What you should do:
Would you write out all of the entries below, exactly as they stand?

══════════

PR #357, opened 2024-08-26
feat(cluster): Allow to deploy multiple poolers

dragoangel:
implements: https://github.com/cloudnative-pg/charts/issues/360

### DIFF
--- a/charts/cluster/templates/pooler.yaml
+++ b/charts/cluster/templates/pooler.yaml
@@ -1,21 +1,22 @@
-{{ if .Values.pooler.enabled }}
+{{ range .Values.poolers -}}
+---
 apiVersion: postgresql.cnpg.io/v1
 kind: Pooler
 metadata:
-  name: {{ include "cluster.fullname" . }}-pooler-rw
+  name: {{ include "cluster.fullname" $  }}-pooler-{{ .name }}
 spec:
   cluster:
-    name: {{ include "cluster.fullname" . }}
-  instances: {{ .Values.pooler.instances }}
-  type: {{ .Values.pooler.type }}
+    name: {{ include "cluster.fullname" $ }}
+  instances: {{ .instances }}
+  type: {{ .type }}
   pgbouncer:
-    poolMode: {{ .Values.pooler.poolMode }}
+    poolMode: {{ .poolMode }}
     parameters:
-      {{- .Values.pooler.parameters | toYaml | nindent 6 }}
+      {{- .parameters | toYaml | nindent 6 }}
   monitoring:
-    enablePodMonitor: {{ and .Values.pooler.monitoring.enabled .Values.pooler.monitoring.podMonitor.enabled }}
-  {{- with .Values.pooler.template }}
+    enablePodMonitor: {{ and .monitoring.enabled .monitoring.podMonitor.enabled }}
+  {{- with .template }}
   template:
     {{- . | toYaml | nindent 4 }}
   {{- end }}
-{{ end }}
+{{ end -}}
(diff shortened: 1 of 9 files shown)


itay-grudev:
Can you sync with me on the CloudNativePG slack?

I can't review these until the weekend, but I can give you guidance, so it's as easy as possible.

dragoangel:
Hi @itay-grudev, sure 😊

dragoangel:
In short about this PR: as it contains **breaking change** it will be merged a bit later.

charts/cluster/templates/pooler.yaml
```diff
@@ -1,21 +1,25 @@
-{{ if .Values.pooler.enabled }}
+{{ if gt (len .Values.poolers) 0 }}
```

══════════

Your response:
PR #357, opened 2024-08-26
feat(cluster): Allow to deploy multiple poolers

dragoangel:
implements: https://github.com/cloudnative-pg/charts/issues/360

### DIFF
--- a/charts/cluster/templates/pooler.yaml
+++ b/charts/cluster/templates/pooler.yaml
@@ -1,21 +1,22 @@
-{{ if .Values.pooler.enabled }}
+{{ range .Values.poolers -}}
+---
 apiVersion: postgresql.cnpg.io/v1
 kind: Pooler
 metadata:
-  name: {{ include "cluster.fullname" . }}-pooler-rw
+  name: {{ include "cluster.fullname" $  }}-pooler-{{ .name }}
 spec:
   cluster:
-    name: {{ include "cluster.fullname" . }}
-  instances: {{ .Values.pooler.instances }}
-  type: {{ .Values.pooler.type }}
+    name: {{ include "cluster.fullname" $ }}
+  instances: {{ .instances }}
+  type: {{ .type }}
   pgbouncer:
-    poolMode: {{ .Values.pooler.poolMode }}
+    poolMode: {{ .poolMode }}
     parameters:
-      {{- .Values.pooler.parameters | toYaml | nindent 6 }}
+      {{- .parameters | toYaml | nindent 6 }}
   monitoring:
-    enablePodMonitor: {{ and .Values.pooler.monitoring.enabled .Values.pooler.monitoring.podMonitor.enabled }}
-  {{- with .Values.pooler.template }}
+    enablePodMonitor: {{ and .monitoring.enabled .monitoring.podMonitor.enabled }}
+  {{- with .template }}
   template:
     {{- . | toYaml | nindent 4 }}
   {{- end }}
-{{ end }}
+{{ end -}}
(diff shortened: 1 of 9 files shown)


itay-grudev:
Can you sync with me on the CloudNativePG slack?

I can't review these until the weekend, but I can give you guidance, so it's as easy as possible.

dragoangel:
Hi @itay-grudev, sure 😊

dragoangel:
In short about this PR: as it contains **breaking change** it will be merged a bit later.

charts/cluster/templates/pooler.yaml
```diff
@@ -1,21 +1,25 @@
-{{ if .Values.pooler.enabled }}
+{{ if gt (len .Values.poolers) 0 }}
```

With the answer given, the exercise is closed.